__DATA SEGMENT__:
Issue #18, opened 2020-05-29
[BiDi] Specify how to determine and address script execution contexts


jgraham:
WebDriver 1.0 doesn't have any explicit notion of [realms](https://tc39.es/ecma262/#sec-code-realms) (sometimes referred to as "targets" or "execution contexts" although the latter means something different in the context of ES). Instead it always executes script in the realm associated with the active browsing context. There is agreement that the BiDi version should treat realms as first class objects and allow commands to address specific realms.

__DESCRIPTION OF THE TASK__: The entire listing above should be returned exactly as written.

__FINISHED TASK__:
Issue #18, opened 2020-05-29
[BiDi] Specify how to determine and address script execution contexts


jgraham:
WebDriver 1.0 doesn't have any explicit notion of [realms](https://tc39.es/ecma262/#sec-code-realms) (sometimes referred to as "targets" or "execution contexts" although the latter means something different in the context of ES). Instead it always executes script in the realm associated with the active browsing context. There is agreement that the BiDi version should treat realms as first class objects and allow commands to address specific realms.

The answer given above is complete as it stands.